# A motor takes a large current at starting because

### Right Answer is:

Back e.m.f. is low

#### SOLUTION

The Voltage equation of DC Motor is given by

**V = E _{b} + I_{a}R_{a}**

Where,

**V** is the supply voltage,

**I _{a}** is the armature current,

**R _{a}** is the armature resistance.

And the back emf is given by **E _{b}**.

Now the back emf, in case of a DC motor, is very similar to the generated emf of a DC generator as it’s produced by the rotational motion of the current carrying armature conductor in presence of the field. This back emf of DC motor is given by

${E_b} = \dfrac{{P\Phi ZN}}{{60A}}$

Where

**P** – Number of poles of the machine

**ϕ** – Flux per pole in Weber.

**Z** – Total number of armature conductors.

**N** – Speed of armature in revolution per minute (r.p.m).

**A** – Number of parallel paths in the armature winding.

From this equation, we can see that **Eb is directly proportional to the speed** N of the motor. Now since at starting N = 0, E_{b} is also zero, and under this condition, the voltage equation is modified to

**V = 0 + I _{a}R_{a}**

**I _{a} = V/R_{a}**

For all practical practices to obtain optimum operation of the motor the **armature resistance** is kept very small usually in the order of **0.5 Ω − 0.10Ω **and the bare minimum supply voltage being **240 volts**.

Even under this circumstance the starting current, Ia is as high as 240/0.5 amp = **480 amp**.

Such high starting current of DC motor creates two major problems.

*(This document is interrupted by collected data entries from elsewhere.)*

PR #463, opened 2022-04-01
INT-3172 - Add better handling for app engine services

eXtremeX:
The problem is described in details in [Jira task](https://jupiterone.atlassian.net/browse/INT-3172).

### DIFF
--- a/src/steps/app-engine/index.ts
+++ b/src/steps/app-engine/index.ts
@@ -212,8 +212,12 @@ export async function fetchAppEngineServices(
     logger,
   } = context;
 
-  const appEngine = await jobState.getData(ENTITY_TYPE_APP_ENGINE_APPLICATION);
-  if (!appEngine) {
+  // There's 1:1 mapping of GCloud project to AppEngine application
+  // So we can safely map these to the only one existing app engine application
+  const appEngineEntity = await jobState.getData(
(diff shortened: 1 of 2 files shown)


src/steps/app-engine/index.ts
```diff
@@ -212,6 +212,18 @@ export async function fetchAppEngineServices(
     logger,
   } = context;
 
+  // There's 1:1 mapping of GCloud project to AppEngine application
+  // So we can safely map these to the only one existing app engine application
+  const appEngineEntity = await jobState.getData(
+    ENTITY_TYPE_APP_ENGINE_APPLICATION,
+  );
+  if (!appEngineEntity) {
```
austinkelleher, line 220: It looks like this is only used for the relationship construction. 

If we exit early, we will not create any of the App Engine service entities here: https://github.com/JupiterOne/graph-google-cloud/blob/2a9dbf22e132a788604fbdeb8b5be3bec8dc780f/src/steps/app-engine/index.ts#L233

Is that ideal?

austinkelleher (approved):

src/steps/app-engine/index.ts
eXtremeX: Note: This got approved because app engine services can't exist without an app engine application. Thanks to that we (thankfully) won't be missing those Entities even if it seemed that way at first.

PR #480, opened 2022-04-23
INT-3496 - Fix managed question to use correct `_type` query

austinkelleher:
The managed question `good` query is using the correct `_type`,
while the `bad` query is not. Both queries should be using
`google_user` instead of `google_iam_service_account`.

Additionally, both `good` and `bad` queries have been optimized
to use `WITH` query filters instead of `WHERE`, since `WITH`
performs post-traversal filtering.

### DIFF
--- a/jupiterone/questions/questions.yaml
+++ b/jupiterone/questions/questions.yaml
@@ -204,25 +204,27 @@ questions:
   queries:
   - name: good
     query: |
-      find google_user as user
-        that ASSIGNED google_iam_binding
-        that USES google_iam_role as role
-        where
-          role.name!="roles/iam.serviceAccountUser" and
-          role.name!="roles/iam.serviceAccountTokenCreator"
-      return
-        user.name,
+      FIND google_user AS user
+        THAT ASSIGNED google_iam_binding
+        THAT USES google_iam_role
+          WITH (
+            role.name != "roles/iam.serviceAccountUser" AND
+            role.name != "roles/iam.serviceAccountTokenCreator"
+          ) AS role
+      RETURN
+        user.username,
         role.name
   - name: bad
     query: |
-      find google_iam_service_account as user
-        that ASSIGNED google_iam_binding
-        that USES google_iam_role as role
-        where
-          role.name="roles/iam.serviceAccountUser" or
-          role.name="roles/iam.serviceAccountTokenCreator"
-      return
-        user.name,
+      FIND google_user AS user
+        THAT ASSIGNED google_iam_binding
+        THAT USES google_iam_role
+          WITH (
+            role.name ="roles/iam.serviceAccountUser" OR
+            role.name ="roles/iam.serviceAccountTokenCreator"
+          ) AS role
+      RETURN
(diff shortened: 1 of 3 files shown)


jupiterone/questions/questions.yaml
```diff
@@ -204,25 +204,27 @@ questions:
...
     query: |
-      find google_iam_service_account as user
-        that ASSIGNED google_iam_binding
-        that USES google_iam_role as role
-        where
-          role.name="roles/iam.serviceAccountUser" or
-          role.name="roles/iam.serviceAccountTokenCreator"
-      return
-        user.name,
+      FIND google_user AS user
```
austinkelleher, line 219: Updated `_type` from `google_iam_service_account` -> `google_user`

jupiterone/questions/questions.yaml
```diff
@@ -204,25 +204,27 @@ questions:
...
-        that USES google_iam_role as role
-        where
-          role.name!="roles/iam.serviceAccountUser" and
-          role.name!="roles/iam.serviceAccountTokenCreator"
-      return
-        user.name,
+      FIND google_user AS user
+        THAT ASSIGNED google_iam_binding
+        THAT USES google_iam_role
+          WITH (
```
austinkelleher, line 210: `WHERE` -> `WITH`

jupiterone/questions/questions.yaml
```diff
@@ -204,25 +204,27 @@ questions:
...
-        that USES google_iam_role as role
-        where
-          role.name="roles/iam.serviceAccountUser" or
-          role.name="roles/iam.serviceAccountTokenCreator"
-      return
-        user.name,
+      FIND google_user AS user
+        THAT ASSIGNED google_iam_binding
+        THAT USES google_iam_role
+          WITH (
```
austinkelleher, line 222: `WHERE` -> `WITH`

jupiterone/questions/questions.yaml
```diff
@@ -204,25 +204,27 @@ questions:
...
+            role.name != "roles/iam.serviceAccountUser" AND
+            role.name != "roles/iam.serviceAccountTokenCreator"
+          ) AS role
+      RETURN
+        user.username,
```
austinkelleher, line 215: Updated to return `username` instead of `name` because is the person's actual name instead of a unique identifier.

jupiterone/questions/questions.yaml
```diff
@@ -204,25 +204,27 @@ questions:
...
-        user.name,
+      FIND google_user AS user
+        THAT ASSIGNED google_iam_binding
+        THAT USES google_iam_role
+          WITH (
+            role.name ="roles/iam.serviceAccountUser" OR
+            role.name ="roles/iam.serviceAccountTokenCreator"
+          ) AS role
+      RETURN
+        user.username,
```
austinkelleher, line 227: Updated to return `username` instead of `name` because is the person's actual name instead of a unique identifier.

ceelias (approved):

- Firstly, the current of the order of 400 A has the potential of
**damaging the internal circuit**of the armature winding of DC motor at the very onset. - Very high electromagnetic
**starting torque of DC motor**is produced by virtue of the high starting current, which has the potential of producing the high centrifugal force capable of flying off the rotor winding from the slots.